Aim of the exercise: Every line below from the one containing "### LINKED ISSUE #13740: Namespace" through the one containing "- added test" must be transcribed exactly. Omit all lines outside that stretch.

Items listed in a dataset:

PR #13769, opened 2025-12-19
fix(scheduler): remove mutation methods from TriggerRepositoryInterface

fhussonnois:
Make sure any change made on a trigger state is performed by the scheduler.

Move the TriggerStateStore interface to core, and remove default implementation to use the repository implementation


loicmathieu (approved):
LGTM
==
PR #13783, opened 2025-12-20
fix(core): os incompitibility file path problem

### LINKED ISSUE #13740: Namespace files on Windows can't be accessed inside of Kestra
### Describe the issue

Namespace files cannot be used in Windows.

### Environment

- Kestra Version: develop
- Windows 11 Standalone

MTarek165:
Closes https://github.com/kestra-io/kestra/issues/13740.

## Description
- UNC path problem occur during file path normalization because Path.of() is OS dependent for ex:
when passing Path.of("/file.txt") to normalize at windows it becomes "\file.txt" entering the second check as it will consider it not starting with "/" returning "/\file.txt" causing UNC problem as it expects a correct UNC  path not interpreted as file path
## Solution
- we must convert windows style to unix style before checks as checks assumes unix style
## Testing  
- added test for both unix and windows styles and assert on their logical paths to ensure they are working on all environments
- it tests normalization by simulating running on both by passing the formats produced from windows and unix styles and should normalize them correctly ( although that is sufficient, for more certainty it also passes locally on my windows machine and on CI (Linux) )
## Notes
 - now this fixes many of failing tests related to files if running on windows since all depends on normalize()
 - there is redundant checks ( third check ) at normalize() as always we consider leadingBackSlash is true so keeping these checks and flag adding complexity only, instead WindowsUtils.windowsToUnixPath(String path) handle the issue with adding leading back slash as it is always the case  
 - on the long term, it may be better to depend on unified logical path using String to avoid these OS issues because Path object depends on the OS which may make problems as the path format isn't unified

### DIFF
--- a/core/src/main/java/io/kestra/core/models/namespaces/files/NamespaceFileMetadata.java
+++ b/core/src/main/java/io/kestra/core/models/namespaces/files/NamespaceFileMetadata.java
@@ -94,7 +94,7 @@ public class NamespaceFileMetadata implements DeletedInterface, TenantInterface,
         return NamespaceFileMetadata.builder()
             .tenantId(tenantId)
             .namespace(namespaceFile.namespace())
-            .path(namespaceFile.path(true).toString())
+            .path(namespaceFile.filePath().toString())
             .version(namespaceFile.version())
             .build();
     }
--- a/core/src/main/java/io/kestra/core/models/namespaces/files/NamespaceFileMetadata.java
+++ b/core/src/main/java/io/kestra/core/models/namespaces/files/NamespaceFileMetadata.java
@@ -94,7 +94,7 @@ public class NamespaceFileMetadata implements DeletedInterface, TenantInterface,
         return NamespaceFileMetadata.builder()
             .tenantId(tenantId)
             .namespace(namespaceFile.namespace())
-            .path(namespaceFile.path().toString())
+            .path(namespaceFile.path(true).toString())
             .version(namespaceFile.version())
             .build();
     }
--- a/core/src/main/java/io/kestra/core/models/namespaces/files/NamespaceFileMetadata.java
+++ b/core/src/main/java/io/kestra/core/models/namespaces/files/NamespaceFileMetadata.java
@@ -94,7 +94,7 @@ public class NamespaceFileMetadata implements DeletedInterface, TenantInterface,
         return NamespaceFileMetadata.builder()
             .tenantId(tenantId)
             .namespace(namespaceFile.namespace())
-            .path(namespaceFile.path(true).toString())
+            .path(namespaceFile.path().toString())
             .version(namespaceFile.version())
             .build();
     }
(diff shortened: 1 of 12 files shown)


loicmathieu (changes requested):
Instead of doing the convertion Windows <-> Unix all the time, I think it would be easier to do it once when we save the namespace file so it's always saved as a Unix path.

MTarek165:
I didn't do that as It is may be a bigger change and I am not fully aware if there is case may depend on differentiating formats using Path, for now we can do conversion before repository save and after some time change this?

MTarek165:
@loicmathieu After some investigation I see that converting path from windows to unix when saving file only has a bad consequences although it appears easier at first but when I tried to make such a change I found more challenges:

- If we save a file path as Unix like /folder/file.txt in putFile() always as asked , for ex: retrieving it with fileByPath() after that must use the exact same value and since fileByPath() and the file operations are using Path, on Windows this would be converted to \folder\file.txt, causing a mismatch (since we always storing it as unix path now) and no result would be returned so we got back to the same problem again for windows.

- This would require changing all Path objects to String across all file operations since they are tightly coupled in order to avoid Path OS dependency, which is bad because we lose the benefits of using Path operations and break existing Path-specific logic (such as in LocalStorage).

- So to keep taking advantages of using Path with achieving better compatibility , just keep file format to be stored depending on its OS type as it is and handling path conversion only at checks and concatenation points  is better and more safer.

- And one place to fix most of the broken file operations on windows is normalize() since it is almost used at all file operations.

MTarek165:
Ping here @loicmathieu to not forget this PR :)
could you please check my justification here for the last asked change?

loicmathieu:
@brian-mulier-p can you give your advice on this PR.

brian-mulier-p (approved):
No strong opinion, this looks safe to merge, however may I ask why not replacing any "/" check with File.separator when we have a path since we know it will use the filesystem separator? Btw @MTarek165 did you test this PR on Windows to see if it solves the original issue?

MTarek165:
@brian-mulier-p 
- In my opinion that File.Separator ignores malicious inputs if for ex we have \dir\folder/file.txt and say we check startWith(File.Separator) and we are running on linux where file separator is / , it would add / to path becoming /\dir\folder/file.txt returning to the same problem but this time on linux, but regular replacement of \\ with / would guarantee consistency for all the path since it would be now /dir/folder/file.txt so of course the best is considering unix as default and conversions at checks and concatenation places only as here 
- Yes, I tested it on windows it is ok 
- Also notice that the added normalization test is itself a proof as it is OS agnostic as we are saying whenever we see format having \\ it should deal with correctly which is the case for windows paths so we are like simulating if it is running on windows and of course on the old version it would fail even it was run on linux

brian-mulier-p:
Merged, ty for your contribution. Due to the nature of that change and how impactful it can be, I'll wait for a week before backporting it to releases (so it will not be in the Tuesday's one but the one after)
--
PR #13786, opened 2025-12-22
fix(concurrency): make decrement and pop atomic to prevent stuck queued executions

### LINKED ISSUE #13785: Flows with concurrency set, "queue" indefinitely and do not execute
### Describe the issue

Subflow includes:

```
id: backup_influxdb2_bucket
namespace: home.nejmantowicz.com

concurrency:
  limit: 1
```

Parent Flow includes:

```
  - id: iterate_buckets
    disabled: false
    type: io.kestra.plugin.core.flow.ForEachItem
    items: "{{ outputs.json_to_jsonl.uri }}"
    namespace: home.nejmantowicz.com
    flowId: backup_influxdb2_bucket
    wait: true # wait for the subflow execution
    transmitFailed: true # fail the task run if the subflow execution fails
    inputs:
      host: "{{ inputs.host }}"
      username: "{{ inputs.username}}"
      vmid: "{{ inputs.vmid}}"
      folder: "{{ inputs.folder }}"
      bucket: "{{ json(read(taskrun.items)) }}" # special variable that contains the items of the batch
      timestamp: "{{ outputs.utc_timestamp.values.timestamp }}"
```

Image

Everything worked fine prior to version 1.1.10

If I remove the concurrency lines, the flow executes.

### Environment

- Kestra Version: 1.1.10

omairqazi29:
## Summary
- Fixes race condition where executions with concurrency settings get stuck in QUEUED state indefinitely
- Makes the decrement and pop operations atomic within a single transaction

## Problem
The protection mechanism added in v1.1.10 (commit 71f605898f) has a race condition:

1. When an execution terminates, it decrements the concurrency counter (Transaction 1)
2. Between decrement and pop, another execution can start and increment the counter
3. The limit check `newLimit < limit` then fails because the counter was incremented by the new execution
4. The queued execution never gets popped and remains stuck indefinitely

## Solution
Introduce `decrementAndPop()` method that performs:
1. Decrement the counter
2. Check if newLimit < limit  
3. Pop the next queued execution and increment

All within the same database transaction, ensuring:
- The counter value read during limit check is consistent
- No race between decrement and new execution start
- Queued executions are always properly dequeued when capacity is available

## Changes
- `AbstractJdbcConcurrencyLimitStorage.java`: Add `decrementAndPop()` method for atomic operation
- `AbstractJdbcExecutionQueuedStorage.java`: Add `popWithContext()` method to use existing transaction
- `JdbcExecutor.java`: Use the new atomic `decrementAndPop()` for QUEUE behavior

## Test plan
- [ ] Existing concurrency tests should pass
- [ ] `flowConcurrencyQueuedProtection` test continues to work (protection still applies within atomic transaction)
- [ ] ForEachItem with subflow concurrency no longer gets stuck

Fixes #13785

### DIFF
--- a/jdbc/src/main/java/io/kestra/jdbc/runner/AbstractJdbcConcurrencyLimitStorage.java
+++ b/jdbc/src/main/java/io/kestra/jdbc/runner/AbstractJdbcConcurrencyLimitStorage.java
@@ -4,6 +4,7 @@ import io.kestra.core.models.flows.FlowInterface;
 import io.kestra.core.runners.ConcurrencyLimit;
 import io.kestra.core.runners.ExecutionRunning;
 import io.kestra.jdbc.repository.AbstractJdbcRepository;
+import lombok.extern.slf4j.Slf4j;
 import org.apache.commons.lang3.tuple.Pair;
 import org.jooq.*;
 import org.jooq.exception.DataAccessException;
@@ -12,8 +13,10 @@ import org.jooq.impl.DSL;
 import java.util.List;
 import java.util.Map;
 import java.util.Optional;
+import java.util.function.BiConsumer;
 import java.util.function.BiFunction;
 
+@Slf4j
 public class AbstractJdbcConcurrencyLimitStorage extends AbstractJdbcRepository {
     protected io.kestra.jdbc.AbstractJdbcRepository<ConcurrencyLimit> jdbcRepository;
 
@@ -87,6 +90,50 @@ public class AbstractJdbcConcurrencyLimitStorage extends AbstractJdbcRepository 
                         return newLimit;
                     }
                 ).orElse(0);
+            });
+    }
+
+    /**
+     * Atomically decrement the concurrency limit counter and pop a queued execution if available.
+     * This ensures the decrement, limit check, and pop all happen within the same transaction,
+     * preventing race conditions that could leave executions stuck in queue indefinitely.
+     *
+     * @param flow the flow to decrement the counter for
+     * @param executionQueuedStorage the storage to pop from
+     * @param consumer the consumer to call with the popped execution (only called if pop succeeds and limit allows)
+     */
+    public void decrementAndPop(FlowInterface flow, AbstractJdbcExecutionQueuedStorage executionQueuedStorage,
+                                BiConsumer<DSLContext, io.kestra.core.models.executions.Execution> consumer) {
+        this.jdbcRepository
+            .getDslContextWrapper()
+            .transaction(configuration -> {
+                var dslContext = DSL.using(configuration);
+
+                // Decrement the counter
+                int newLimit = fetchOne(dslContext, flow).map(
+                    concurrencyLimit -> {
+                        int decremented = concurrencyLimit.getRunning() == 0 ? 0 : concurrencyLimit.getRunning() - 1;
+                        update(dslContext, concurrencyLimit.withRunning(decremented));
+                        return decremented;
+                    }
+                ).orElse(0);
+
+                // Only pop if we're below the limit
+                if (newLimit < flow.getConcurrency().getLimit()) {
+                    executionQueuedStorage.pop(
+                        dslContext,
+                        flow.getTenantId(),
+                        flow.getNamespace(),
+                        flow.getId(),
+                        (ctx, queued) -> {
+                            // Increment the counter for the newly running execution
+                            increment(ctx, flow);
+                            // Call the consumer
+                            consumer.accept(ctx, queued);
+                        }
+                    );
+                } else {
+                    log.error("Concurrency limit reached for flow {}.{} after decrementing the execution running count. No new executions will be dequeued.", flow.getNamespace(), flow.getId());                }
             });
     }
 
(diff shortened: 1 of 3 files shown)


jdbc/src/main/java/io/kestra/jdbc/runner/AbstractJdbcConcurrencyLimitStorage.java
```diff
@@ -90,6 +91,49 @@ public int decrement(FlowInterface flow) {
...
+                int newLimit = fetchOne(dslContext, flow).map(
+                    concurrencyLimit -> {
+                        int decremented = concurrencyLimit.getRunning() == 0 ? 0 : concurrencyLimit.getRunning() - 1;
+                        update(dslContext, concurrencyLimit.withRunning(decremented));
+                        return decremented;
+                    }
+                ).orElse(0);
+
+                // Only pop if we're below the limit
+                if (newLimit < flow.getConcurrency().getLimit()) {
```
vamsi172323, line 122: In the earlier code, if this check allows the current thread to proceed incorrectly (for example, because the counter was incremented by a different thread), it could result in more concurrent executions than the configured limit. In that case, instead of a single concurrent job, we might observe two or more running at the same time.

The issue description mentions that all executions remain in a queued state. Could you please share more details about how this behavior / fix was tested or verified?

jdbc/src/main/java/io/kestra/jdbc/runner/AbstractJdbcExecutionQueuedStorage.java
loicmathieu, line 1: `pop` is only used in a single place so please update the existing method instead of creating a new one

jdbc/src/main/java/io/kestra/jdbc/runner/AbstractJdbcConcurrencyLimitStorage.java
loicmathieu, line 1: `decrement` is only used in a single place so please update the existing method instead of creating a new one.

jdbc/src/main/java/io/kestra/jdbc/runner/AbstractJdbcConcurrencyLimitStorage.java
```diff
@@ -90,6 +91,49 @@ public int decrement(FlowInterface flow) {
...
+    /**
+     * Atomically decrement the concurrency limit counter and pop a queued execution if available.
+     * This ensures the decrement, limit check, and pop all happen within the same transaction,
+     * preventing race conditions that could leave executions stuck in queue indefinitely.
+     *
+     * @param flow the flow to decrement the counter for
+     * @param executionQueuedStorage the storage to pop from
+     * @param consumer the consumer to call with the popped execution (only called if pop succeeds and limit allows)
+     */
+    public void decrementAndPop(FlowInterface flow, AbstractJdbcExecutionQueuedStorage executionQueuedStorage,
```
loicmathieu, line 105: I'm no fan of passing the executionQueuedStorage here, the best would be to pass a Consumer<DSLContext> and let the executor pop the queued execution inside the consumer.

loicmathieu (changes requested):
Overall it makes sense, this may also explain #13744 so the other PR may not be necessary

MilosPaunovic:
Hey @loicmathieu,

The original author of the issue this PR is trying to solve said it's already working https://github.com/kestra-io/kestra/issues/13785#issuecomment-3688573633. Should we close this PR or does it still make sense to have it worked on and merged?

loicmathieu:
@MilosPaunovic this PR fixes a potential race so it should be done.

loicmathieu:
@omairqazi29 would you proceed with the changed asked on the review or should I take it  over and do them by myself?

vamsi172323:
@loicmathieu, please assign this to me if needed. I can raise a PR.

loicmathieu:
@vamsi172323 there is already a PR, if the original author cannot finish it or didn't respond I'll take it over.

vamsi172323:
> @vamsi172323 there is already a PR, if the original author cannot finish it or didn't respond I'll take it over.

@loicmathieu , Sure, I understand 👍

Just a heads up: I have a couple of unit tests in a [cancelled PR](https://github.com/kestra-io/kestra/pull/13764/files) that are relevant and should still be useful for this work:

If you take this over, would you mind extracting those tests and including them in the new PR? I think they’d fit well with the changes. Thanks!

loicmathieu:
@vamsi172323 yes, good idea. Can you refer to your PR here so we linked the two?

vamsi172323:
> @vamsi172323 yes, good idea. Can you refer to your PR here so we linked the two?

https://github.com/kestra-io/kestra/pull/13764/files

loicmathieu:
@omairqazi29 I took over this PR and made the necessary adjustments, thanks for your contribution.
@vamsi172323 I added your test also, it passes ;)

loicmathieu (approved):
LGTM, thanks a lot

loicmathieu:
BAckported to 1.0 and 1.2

Exercise output:
### LINKED ISSUE #13740: Namespace files on Windows can't be accessed inside of Kestra
### Describe the issue

Namespace files cannot be used in Windows.

### Environment

- Kestra Version: develop
- Windows 11 Standalone

MTarek165:
Closes https://github.com/kestra-io/kestra/issues/13740.

## Description
- UNC path problem occur during file path normalization because Path.of() is OS dependent for ex:
when passing Path.of("/file.txt") to normalize at windows it becomes "\file.txt" entering the second check as it will consider it not starting with "/" returning "/\file.txt" causing UNC problem as it expects a correct UNC  path not interpreted as file path
## Solution
- we must convert windows style to unix style before checks as checks assumes unix style
## Testing  
- added test for both unix and windows styles and assert on their logical paths to ensure they are working on all environments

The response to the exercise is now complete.